Stored data entries
------------------------------------------------

PR #4256, opened 2020-07-22
tree,remote: add support for WebDAV

### LINKED ISSUE #1153: WebDav: new remote type

iksnagreb:

Should fix #1153
Took WebDAVURLInfo from #3647
Relates to https://github.com/iterative/dvc.org/pull/1617

### TODO
- [x] Tests (at least some unit tests to check whether a valid webdavclient3 can be constructed from config should be doable)
- [x] Provide documentation (after discussing the added configuration options for WebDAV)

### DIFF
--- a/dvc/config.py
+++ b/dvc/config.py
@@ -120,10 +120,14 @@ HTTP_COMMON = {
     "ask_password": Bool,
 }
 WEBDAV_COMMON = {
-    "root": str,
     "user": str,
     "password": str,
     "ask_password": Bool,
+    "root": str,
+    "token": str,
+    "cert_path": str,
+    "key_path": str,
+    "timeout": Coerce(int),
 }
 
 SCHEMA = {
--- a/dvc/config.py
+++ b/dvc/config.py
@@ -123,7 +123,6 @@ WEBDAV_COMMON = {
     "user": str,
     "password": str,
     "ask_password": Bool,
-    "root": str,
     "token": str,
     "cert_path": str,
     "key_path": str,
--- a/dvc/config.py
+++ b/dvc/config.py
@@ -119,6 +119,13 @@ HTTP_COMMON = {
     "password": str,
     "ask_password": Bool,
 }
+WEBDAV_COMMON = {
+    "root": str,
+    "user": str,
+    "password": str,
+    "ask_password": Bool,
+}
+
 SCHEMA = {
     "core": {
         "remote": Lower,
@@ -199,6 +206,8 @@ SCHEMA = {
                 },
                 "http": {**HTTP_COMMON, **REMOTE_COMMON},
                 "https": {**HTTP_COMMON, **REMOTE_COMMON},
+                "webdav": {**WEBDAV_COMMON, **REMOTE_COMMON},
+                "webdavs": {**WEBDAV_COMMON, **REMOTE_COMMON},
                 "remote": {str: object},  # Any of the above options are valid
             }
         )
--- a/dvc/exceptions.py
+++ b/dvc/exceptions.py
@@ -299,6 +299,11 @@ class HTTPError(DvcException):
         super().__init__(f"'{code} {reason}'")
 
 
+class WebdavConfigError(DvcException):
+    def __init__(self, host):
+        super().__init__(f"Configuration for WebDAV {host} is invalid.")
+
+
 class PathMissingError(DvcException):
     default_msg = (
         "The path '{}' does not exist in the target repository '{}'"
--- a/dvc/exceptions.py
+++ b/dvc/exceptions.py
@@ -304,6 +304,11 @@ class WebDAVConfigError(DvcException):
         super().__init__(f"Configuration for WebDAV {host} is invalid.")
 
 
+class WebDAVConnectionError(DvcException):
+    def __init__(self, host):
+        super().__init__(f"Unable to connect to WebDAV {host}.")
+
+
 class PathMissingError(DvcException):
     default_msg = (
         "The path '{}' does not exist in the target repository '{}'"
--- a/dvc/exceptions.py
+++ b/dvc/exceptions.py
@@ -299,7 +299,7 @@ class HTTPError(DvcException):
         super().__init__(f"'{code} {reason}'")
 
 
-class WebdavConfigError(DvcException):
+class WebDAVConfigError(DvcException):
     def __init__(self, host):
         super().__init__(f"Configuration for WebDAV {host} is invalid.")
 
--- a/dvc/exceptions.py
+++ b/dvc/exceptions.py
@@ -299,16 +299,6 @@ class HTTPError(DvcException):
         super().__init__(f"'{code} {reason}'")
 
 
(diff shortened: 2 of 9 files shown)


setup.py
```diff
@@ -92,12 +92,13 @@ def run(self):
 oss = ["oss2==2.6.1"]
 ssh = ["paramiko>=2.5.0"]
 hdfs = ["pyarrow>=0.17.0"]
+webdav = ["webdavclient3==3.14.5"]
```
shcheklein, line 95: should we do >=?

iksnagreb: Yes, should be safe, the webdav3 API seems to be rather fixed. Just used what I got out of pip freeze...

dvc/tree/webdav.py
```diff
@@ -0,0 +1,190 @@
...
+
+class WebDAVTree(BaseTree):  # pylint:disable=abstract-method
+    # Use webdav scheme
+    scheme = Schemes.WEBDAV
+
+    # URLInfo for Webdav ~ replaces webdav -> http
+    PATH_CLS = WebDAVURLInfo
+
+    # Non traversable as walk_files is not implemented
+    CAN_TRAVERSE = False
```
skshetry, line 24: It'd be great if you could implement `walk_files`, no pressure though.

dvc/config.py
```diff
@@ -119,6 +119,17 @@ class RelPath(str):
     "password": str,
     "ask_password": Bool,
 }
+WEBDAV_COMMON = {
+    "user": str,
+    "password": str,
+    "ask_password": Bool,
+    "root": str,
```
skshetry, line 126: You probably don't need `root` here, as that `url` from `REMOTE_COMMON should work, no?

iksnagreb: Yes, probably it is not necessary any more, I used it to specify the location of the WebDAV API endpoint (e.g. `/public.php/webdav`). But I still have a bit of confusion there...

Since I now terminate the `makedirs` at the `path` part of the initial `path_info` (which comes from the `url` of `REMOTE_COMMON`), the `root` option might be removed to not confuse others as well.

I somehow still wonder if there could be a valid use case for the option... At least there must be a reason for `webdavclient3` to offer this option?

skshetry: Cannot we split that into `hostname` and `root` from the `url`:
Eg:  `http://owncloud.com/remote.php/webdav` -> `http://owncloud.com` and `/remote.php/webdav`?

dvc/tree/webdav.py
```diff
@@ -0,0 +1,190 @@
...
+    def _client(self):
+        # Import the webdav client library
+        from webdav3.client import Client
+
+        # Construct hostname from path_info
+        hostname = (
+            self.path_info.scheme.replace("webdav", "http")
+            + "://"
+            + self.path_info.host
+        )
```
skshetry, line 87: `port` is not passed, try something like following, perhaps?
```python
http_info = HTTPURLInfo(self.path_info.url)
hostname = http_info.replace(path="").url
```

iksnagreb: Yes, you are right, I somehow forgot that there is more in the `path_info` than `scheme` and `host`... Should be fixed now.

dvc/exceptions.py
```diff
@@ -299,6 +299,16 @@ def __init__(self, code, reason):
...
 
+class WebDAVConfigError(DvcException):
+    def __init__(self, host):
+        super().__init__(f"Configuration for WebDAV {host} is invalid.")
+
+
+class WebDAVConnectionError(DvcException):
+    def __init__(self, host):
+        super().__init__(f"Unable to connect to WebDAV {host}.")
+
```
efiop, line 310: These are only used in webdav.py, so let's move them there. Also i'm not sure we need a special WebDAVConfigError exception. We could just raise ConfigError or at least inherit from it.

dvc/tree/webdav.py
```diff
@@ -0,0 +1,219 @@
...
+            raise WebDAVConfigError(hostname)
+
+        # Check whether connection is valid (root should always exist)
+        if not client.check(self.path_info.path):
+            raise WebDAVConnectionError(hostname)
+
+        # Return constructed client (cached)
+        return client
+
+    # Checks whether file exists
```
efiop, line 121: Some of these comments are not useful, they are declaring obvious things.

dvc/tree/webdav.py
```diff
@@ -0,0 +1,219 @@
...
+    # Moves file/directory at remote
+    def move(self, from_info, to_info, mode=None):
+        # Webdav client move
+        self._client.move(from_info.path, to_info.path)
+
+    # Copies file/directory at remote
+    def copy(self, from_info, to_info):
+        # Webdav client copy
+        self._client.copy(from_info.path, to_info.path)
+
```
efiop, line 203: I don't think this method is needed.

dvc/tree/webdav.py
```diff
@@ -0,0 +1,219 @@
...
+    # Downloads file from remote to file
+    def _download(self, from_info, to_file, name=None, no_progress_bar=False):
+        # pylint: disable=unused-argument
+
+        # Webdav client download
+        self._client.download(from_info.path, to_file)
```
efiop, line 209: Shame this library doesn't support progress bars for download/upload, the ui will not be very helpful :(

We need to at least put a dummy progress bar for this.

dvc/tree/webdav.py
```diff
@@ -0,0 +1,219 @@
...
+
+    # Checks whether file exists
+    def exists(self, path_info):
+        # Use webdav check to test for file existence
+        return self._client.check(path_info.path)
+
+    # Gets file hash 'etag'
+    def get_file_hash(self, path_info):
+        # Use webdav client info method to get etag
+        etag = self._client.info(path_info.path)["etag"].strip('"')
```
efiop, line 129: Is etag or something like that part of the webdav standard?

iksnagreb: As WebDAV is an extension of HTTP, it should be part of the standard.

dvc/tree/webdav.py
iksnagreb: Yes, it is probably not needed. I have implemented it, because it comes almost for free as it directly matches the `webdavclient3` method (the same goes for move/remove). Shall I remove it?

efiop: Yeah, let's remove it to not leave dead code around. If we ever need it - it will be trivial to introduce.

skshetry:
We can also use [`wsgidav`](https://github.com/mar10/wsgidav) which has a [good documentation on how to use it as a library](https://wsgidav.readthedocs.io/en/latest/user_guide_lib.html). It requires a wsgi server (eg: gunicorn, etc), but probably we can get away with just [`wsgiref`](https://docs.python.org/3/library/wsgiref.html) from the Python's standard library.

------------------------------------------------

> WHAT TO DO:
The answer must consist of every line from the entries that holds the string "something".

> SOLUTION:
skshetry, line 87: `port` is not passed, try something like following, perhaps?
efiop, line 129: Is etag or something like that part of the webdav standard?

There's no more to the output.